We are trying to move a bunch of data out of MySQL to S3. If we want to query it with Druid we will end up pulling it down from s3 and onto the Druid ebs volumes defeating the whole purpose.
I was starting to think Druid might work for us but now I don’t think so.

Thanks Fangjin.

Scott, what are you trying to do?

In terms of general product requirements and data volumes?

Hey Scott,

Druid is really different from Drill– Drill is a query engine, it queries data where it lies. Druid by contrast is a data store. It indexes your data into its own data format and then distributes that data across all the Druid nodes before queries are issued. The query path involves local reads of data already present on the Druid nodes. This design generally offers better performance, but you do need to store the indexed dataset on the Druid nodes. This can be substantially smaller than the raw data (thanks to compression and rollup).

Hope this helps.

We are trying to move a big chunk of data out of mysql and into s3. Keeping the data on ebs volumes is expensive but we still want to query it.

Ok, i’ll do some test to see if the compression and rollup will be enough.

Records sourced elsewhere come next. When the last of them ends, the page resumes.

PR #416, opened 2024-04-02
fix: custom list value deletion was broken

Pascal-Delange:


packages/app-builder/src/routes/_builder+/lists+/$listId.tsx
```diff
@@ -57,7 +57,7 @@ export default function Lists() {
 
   const columns = useMemo(
     () => [
-      columnHelper.accessor((row) => row.value, {
+      columnHelper.accessor((row) => row, {
```
Pascal-Delange, line 60: any chance there is another function to call here since the "identity" first argument is kinda useless ?

balzdur (approved):

PR #419, opened 2024-04-05
Thomas/fuzzy match functions threshold

balzdur:
Final steps to fully implement fuzzy match edit view :
- add threshold edit
- refactor code to extract state logic in a separate file

### DIFF
--- a/packages/app-builder/src/components/Scenario/AstBuilder/AstBuilderNode/FuzzyMatchComparatorEdit/Modal.tsx
+++ b/packages/app-builder/src/components/Scenario/AstBuilder/AstBuilderNode/FuzzyMatchComparatorEdit/Modal.tsx
@@ -1,77 +1,39 @@
 import { Callout } from '@app-builder/components';
 import { ExternalLink } from '@app-builder/components/ExternalLink';
 import { EvaluationErrors } from '@app-builder/components/Scenario/ScenarioValidationError';
-import { type AstNode, isFuzzyMatchComparator } from '@app-builder/models';
-import { type FuzzyMatchAlgorithm } from '@app-builder/models/editable-operators';
-import { type EvaluationError } from '@app-builder/models/node-evaluation';
 import {
-  useAdaptEditableAstNode,
-  useOperandOptions,
-} from '@app-builder/services/ast-node/options';
+  type AstNode,
+  NewFuzzyMatchComparatorAstNode,
+} from '@app-builder/models';
 import {
-  adaptAstNodeFromEditorViewModel,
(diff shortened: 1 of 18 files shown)


packages/app-builder/src/models/fuzzy-match.ts
```diff
@@ -0,0 +1,88 @@
...
+export type FuzzyMatchAlgorithm = (typeof fuzzyMatchAlgorithms)[number];
+
+export function isFuzzyMatchAlgorithm(
+  value: string,
+): value is FuzzyMatchAlgorithm {
+  return (fuzzyMatchAlgorithms as ReadonlyArray<string>).includes(value);
+}
+
+export function getFuzzyMatchAlgorithmName(
+  t: TFunction<['common', 'scenarios'], undefined>,
```
Pascal-Delange, line 21: in the end t is not used, right ?

Pascal-Delange: don't we want to store those in the translation json files ?

Pascal-Delange: (this is where we could use "bag of words similarity" and "full string similarity", or something like this, for more human readable names)

packages/app-builder/src/components/Scenario/AstBuilder/AstBuilderNode/FuzzyMatchComparatorEdit/Modal.tsx
```diff
@@ -300,3 +225,75 @@ function FuzzyMatchComparatorEditModalContent({
...
+
+const funcNameTKeys = {
+  FuzzyMatch: 'scenarios:edit_fuzzy_match.fuzzy_match',
+  FuzzyMatchAnyOf: 'scenarios:edit_fuzzy_match.fuzzy_match_any_of',
+} satisfies Record<
+  FuzzyMatchEditorNodeViewModel['funcName'],
+  ParseKeys<['scenarios']>
+>;
+
+function Examples({
```
Pascal-Delange, line 237: This is really pretty cool 👌  great idea on this

Pascal-Delange (approved):
cool!

packages/app-builder/src/models/fuzzy-match.ts
balzdur: I added translation for both editable algorithm.
Just check I did not associated wrong translation to each algorithm, and if it's OK, this is mergeable.

Pascal-Delange: looks good !

PR #422, opened 2024-04-09
feat(marble-api): handle breaking changes in marble-api

balzdur:
Adapt the frontend to the breaking change on DTOs

### DIFF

Depending on how much data you have, and how much compute you want to dedicate to querying, you may be able to use the local disks that instances already come with. r3 and i2 instances are pretty popular for Druid query nodes, and the i2s especially have a lot of local storage. Many users in aws find that they don’t need ebs.

I was just thinking that we could use the instance store volumes since the data will still persist in s3. Maybe, there’s a lot of data.

Hi Scott, just out of curiosity, what issues are you facing with mysql?

This is more about cost saving. All this EBS is expensive.